PR #1177, opened 2024-02-10
cgen: fix unnecessary default initialization of locals

zerbina:
## Summary

A local of certain types was unnecessarily default-initialized even if
it was assigned immediately (that is, `var x = y`). This doesn't change
observable behaviour, but it does speed up the generated code a bit.

## Details

* only emit default-initialization for definitions when there's no
  initial-value expression
* remove the `isAssignedImmediately` procedure. It's only used a
  single time, and its general name might cause (mis-)use for purposes
  it's not intended for  
* remove the outdated comment in `cgen.initLocalVar`

### DIFF
--- a/compiler/backend/ccgstmts.nim
+++ b/compiler/backend/ccgstmts.nim
@@ -15,13 +15,6 @@ const
   stringCaseThreshold = 8
     # above X strings a hash-switch for strings is generated
 
-proc isAssignedImmediately(conf: ConfigRef; n: CgNode): bool {.inline.} =
-  # note: the destination can be considered assigned immediately even if the
-  # source is an exception-raising RVO call. This is because the call happens
-  # *before* the definition, meaning that nothing on the exceptional control-
-  # flow path must observe (read or write) the destination
-  n.kind != cnkEmpty
-
 proc inExceptBlockLen(p: BProc): int =
   for x in p.nestedTryStmts:
     if x.inExcept: result.inc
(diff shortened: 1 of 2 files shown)


compiler/backend/ccgstmts.nim
```diff
@@ -16,13 +16,11 @@ const
...
-  if isInvalidReturnType(conf, n.typ):
-    # var v = f()
-    # is transformed into: var v;  f(addr v)
-    # where 'f' **does not** initialize the result!
-    return false
-  result = true
+  # note: the destination can be considered assigned immediately even if the
+  # source is an exception-raising RVO call. This is because the call happens
+  # *before* the definition, meaning that nothing on the exceptional control-
+  # flow path must observe (read or write) the destination
```
saem: Here "exceptional control flow path" is exclusive of both prior to an exception or in a finally? Basically, one of those latter two needs to write to the destination in order for it to be initialized?

saem (approved):
A minor question, otherwise it looks good.

saem:
/merge

Thought about it a bit more and I don't think the answer to the questions would change anything about this PR, can be discussed in a non-blocking fashion.

zerbina:
@saem: Sorry, I was away for a moment. I've also thought about it some more and I do think the comment is a bit unclear, which is partly due to where it's located (it's in a procedure named `isAssignedImmediately` and talks about "definition").

I'll move it somewhere else and will also try to make it a bit clearer.

saem:
> @saem: Sorry, I was away for a moment. I've also thought about it some more and I do think the comment is a bit unclear, which is partly due to where it's located (it's in a procedure named `isAssignedImmediately` and talks about "definition").
> 
> I'll move it somewhere else and will also try to make it a bit clearer.

Thanks, I re-read it and figured the code wouldn't really change so started the merge. Totally cool if you want to cancel it and restart it after the change.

----

* [Problem]:
Gather each line in the entries above where the string "cgen" is found.

* [The answer]:
cgen: fix unnecessary default initialization of locals
* remove the outdated comment in `cgen.initLocalVar`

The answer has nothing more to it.